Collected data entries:
*** Block opens ***

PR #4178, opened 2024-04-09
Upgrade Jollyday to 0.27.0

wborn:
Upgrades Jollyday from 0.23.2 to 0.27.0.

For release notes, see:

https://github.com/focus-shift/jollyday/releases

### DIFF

*** Block closes ***
*** Block opens ***

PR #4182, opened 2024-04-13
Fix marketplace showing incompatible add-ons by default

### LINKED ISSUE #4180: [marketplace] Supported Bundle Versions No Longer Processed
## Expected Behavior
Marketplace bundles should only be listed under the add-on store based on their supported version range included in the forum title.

*** Block closes ***
*** Block opens ***

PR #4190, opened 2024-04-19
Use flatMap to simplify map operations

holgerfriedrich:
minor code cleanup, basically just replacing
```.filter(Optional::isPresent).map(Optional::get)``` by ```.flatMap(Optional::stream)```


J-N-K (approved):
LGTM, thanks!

*** Block closes ***

Assignment: Take the lines above from the one containing "PR #4190, opened 2024-04-19" to the one containing "LGTM, thanks!" and retype them exactly, both ends included, with nothing added.

Solution to the exercise:
PR #4190, opened 2024-04-19
Use flatMap to simplify map operations

holgerfriedrich:
minor code cleanup, basically just replacing
```.filter(Optional::isPresent).map(Optional::get)``` by ```.flatMap(Optional::stream)```


J-N-K (approved):
LGTM, thanks!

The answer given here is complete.